Kepala Desa: Pemimpin Tertinggi Desa
Sebagai pucuk pimpinan, Kepala Desa (Kades) memegang kekuasaan pengelolaan desa. Kades dipilih langsung oleh masyarakat desa melalui Pilkades.
Tugas utama Kepala Desa meliputi:
- Penyelenggaraan Pemerintahan Desa: Memimpin administrasi desa, mengelola aset dan keuangan desa, serta membina ketenteraman dan ketertiban.
- Pelaksanaan Pembangunan Desa: Merencanakan dan melaksanakan pembangunan infrastruktur, ekonomi, dan sosial di desa.
- Pembinaan Kemasyarakatan Desa: Meningkatkan kualitas kehidupan sosial, budaya, dan keagamaan masyarakat.
- Pemberdayaan Masyarakat Desa: Mendorong partisipasi dan kemandirian masyarakat dalam pembangunan.
Perangkat Desa: Motor Penggerak Administrasi
Perangkat Desa adalah unsur staf yang membantu Kepala Desa dalam menjalankan tugas dan wewenangnya. Mereka diangkat oleh Kepala Desa setelah melalui mekanisme seleksi. Strukturnya terdiri dari:
Sekretariat Desa
Dipimpin oleh seorang Sekretaris Desa (Sekdes), bagian ini berfungsi sebagai pusat administrasi dan pelayanan. Sekretariat Desa membawahi beberapa urusan (Kaur).
- Kepala Urusan (Kaur) Tata Usaha dan Umum: Bertugas mengelola administrasi surat-menyurat, arsip, dan perlengkapan kantor desa.
- Kaur Keuangan: Bertanggung jawab atas pengelolaan administrasi keuangan desa, mulai dari penganggaran, penatausahaan, hingga pelaporan.

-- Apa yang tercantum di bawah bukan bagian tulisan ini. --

PR #481, opened 2024-05-11
Clarify wildcard read of counter and meter

### LINKED ISSUE #478: What is the expect behavior of wildcard reading CounterEntry with `counter_id = 0` and `index = x`?
I'm reading the doc of reading and writing CounterEntry and getting confused about wildcard reading.

In the [doc](https://github.com/p4lang/p4runtime/blob/main/docs/v1/P4Runtime-Spec.mdk#L4260-L4264):
```
* If the `counter_id` field is set to 0 (default), the server returns the
  counter values for all indirect counter instances in the `ReadResponse`.

* If the `index` field is not set, the server returns the counter values for all
  indirect counters in the array identified by the unique id `counter_id`.
```
> Is `for all indirect counters` actually `for all indirect entries`? It seems like a typo.

In the [proto](https://github.com/p4lang/p4runtime/blob/main/proto/p4/v1/p4runtime.proto#L391-L392):
```
// - All counter cells for all counters if counter_id = 0 (default).
// - All counter cells for given counter_id if index is unset (default).
```

To my understanding, the results of different parameters are:
- `counter_id: x, index: y` => one entry of counter `x` and its index is `y`
- `counter_id: x, index: UNSET` => all entries of counter `x`
- `counter_id: 0, index: UNSET` => all entries of all counters
- `counter_id: 0, index: y` => Undefined behavior? Or all entries that index are `y`? Or does some error indicate that the parameter is illegal?

duskmoon314:
Add 'Otherwise' to clarify how `id` and `index` are used in wildcard read of counter and meter.

Close #478

### DIFF
--- a/docs/v1/P4Runtime-Spec.mdk
+++ b/docs/v1/P4Runtime-Spec.mdk
@@ -4255,13 +4255,14 @@ array have default value 0.
 A P4Runtime client may request to read the counter values of one or more
 indirect counter instances with a `ReadRequest` by including a `CounterEntry`
 entity for each of the instances, specifying the `counter_id` and
-`index`. Wildcard reads are also supported as follows.
+`index`. Wildcard reads are also supported as follows:
 
 * If the `counter_id` field is set to 0 (default), the server returns the
   counter values for all indirect counter instances in the `ReadResponse`.
 
-* If the `index` field is not set, the server returns the counter values for all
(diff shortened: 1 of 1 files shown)


antoninbas (approved):

antoninbas:
@chrispsommers @smolkaj I'll let you merge if this looks good to you

chrispsommers (approved):

PR #484, opened 2024-06-18
Add support for different meter types.

jonathan-dilorenzo:
From a new branch because I couldn't figure out how to update PR #473. See that PR for more information.


smolkaj (approved):
This looks good on my end. Can we get a second review, perhaps from @chrispsommers or @jafingerhut?

docs/v1/P4Runtime-Spec.mdk
```diff
@@ -4292,9 +4333,26 @@ message MeterConfig {
...
+should return an `INVALID_ARGUMENT` error.
+
+A MeterConfig for a *Single Rate Two Color Marker* typed meter must only be
+accepted if `pir` and `pburst` are equal to `cir` and `cburst` respectively and
+`eburst` is unset. Otherwise, the server should return an `INVALID_ARGUMENT`
+error.
+
+Note: Any acceptable MeterConfig for a *Single Rate Two Color Marker* typed
+meter is also acceptable for either of the other two meter types and will mark
+packets identically in all three cases.
```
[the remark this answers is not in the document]
jonathan-dilorenzo: Done!

docs/v1/P4Runtime-Spec.mdk
```diff
@@ -1749,14 +1749,39 @@ Both `Meter` and `DirectMeter` messages share the following fields:
...
     * `BYTES`, which signifies that this meter can be configured with rates
       expressed in bytes/second.
     * `PACKETS`, for rates expressed in packets/second.
 
+  The meter type can be any of the `MeterSpec.Type` enum values:
+    * `TWO_RATE_THREE_COLOR`: This is the *Two Rate Three Color Marker* (trTCM)
+      defined in RFC 2698 [@RFC2698]. This is the standard P4Runtime meter type
+      and allows meters to use two rates to split packets into three potential
+      colors: GREEN, YELLOW, or RED. This mode is the default, but can also be
+      set explicitly in a P4 program by adding the `@two_rate_three_color`
```
chrispsommers, line 1765: Is there a PR for the P4-16 Language Spec to reserve these new annotations? If so, it'd be nice to provide to cross-references in each PR to the other. If not, should this be initiated before merging this?

chrispsommers: Also, what are the implications for the various p4c backends? I can't recall if any platforms already support this and you're just extending P4RT to accommodate it. Thanks.

jonathan-dilorenzo: Good questions!

> Is there a PR for the P4-16 Language Spec to reserve these new annotations?

There is no such PR. We haven't been adding P4Runtime annotations to the P4 spec (see https://p4.org/p4-spec/docs/p4-16-working-draft.html#sec-p4-reserved-annotations), but maybe we should... Or maybe we should include a reference from the relevant appendix in the P4 Spec to the P4Runtime annotations and note that other P4-related standards may pre-define their own standardized annotations (which ideally shouldn't overlap)?

WDYT? Regardless, wouldn't block merging this PR on the decision.

> Also, what are the implications for the various p4c backends?

So, I think the implication would be basically precisely what the PR says. They should reject entries with invalid meter configs and create the related meters. They should also be able to say that they don't support a particular type though... Maybe I should add something to that effect to the PR?

chrispsommers: Hi Jonathan, thanks for the responses.
Re: Reeserved amnotations - thanks for refreshing my memory, we don't cite P4RT annos there, it's left as an exercise to the reader although somehow I thought we had a pointer to the P4RT repo so folks could check; guess not.

Re: Backends, I'm still unclear how you can use this change - is there a backend which can handle it?

smolkaj: > Re: Backends, I'm still unclear how you can use this change - is there a backend which can handle it?

Our "backend" handles it :)
But note that we don't actually have our own p4c backend. We just use the p4info backend and consume that.

smolkaj: Also, I really like Jonathan's suggestion to link from the P4 spec to the P4Runtime annotatons (but agree this PR should not be blocked on that).

chrispsommers: > > Re: Backends, I'm still unclear how you can use this change - is there a backend which can handle it?
> 
> Our "backend" handles it :) But note that we don't actually have our own p4c backend. We just use the p4info backend and consume that.

Ahh, OK, makes sense. Thanks!

chrispsommers (approved):
LGTM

- Kaur Perencanaan: Membantu menyusun Rencana Pembangunan Jangka Menengah Desa (RPJMDes) dan Rencana Kerja Pemerintah Desa (RKPDes).
Pelaksana Kewilayahan (Kepala Dusun)
Pelaksana Kewilayahan atau yang lebih dikenal sebagai Kepala Dusun (Kadus) adalah perpanjangan tangan Kepala Desa di tingkat wilayah dusun atau kampung. Tugasnya adalah membantu Kades dalam menjalankan program pemerintahan, pembangunan, dan kemasyarakatan di wilayahnya masing-masing.
Hubungan Kerja Antar Lembaga di Desa
Efektivitas pemerintahan desa sangat bergantung pada sinergi dan hubungan kerja yang harmonis antar lembaganya. Kepala Desa dan BPD bukanlah atasan dan bawahan, melainkan mitra kerja.
Setiap Peraturan Desa (Perdes), termasuk Anggaran Pendapatan dan Belanja Desa (APBDes), harus dibahas dan disepakati bersama oleh Kepala Desa dan BPD. BPD berhak meminta keterangan atau laporan pertanggungjawaban dari Kepala Desa sebagai bentuk fungsi pengawasan. Hubungan yang sehat antara kedua lembaga ini adalah kunci utama terwujudnya tata kelola desa yang baik (good village governance).
Kesimpulan
Bagan atau struktur pemerintahan desa dan tugasnya dirancang secara hierarkis dan fungsional untuk memastikan setiap aspek kehidupan masyarakat desa dapat terlayani dengan baik. Dari Kepala Desa sebagai pemimpin, Perangkat Desa sebagai pelaksana administrasi, hingga BPD sebagai lembaga pengawas dan penampung aspirasi, semuanya memiliki peran krusial.
Memahami struktur ini bukan hanya penting bagi aparat desa, tetapi juga bagi seluruh warga. Dengan pengetahuan yang cukup, masyarakat dapat lebih proaktif dalam mengawal pembangunan, memberikan masukan yang konstruktif, dan pada akhirnya turut serta mewujudkan desa yang maju, mandiri, dan sejahtera.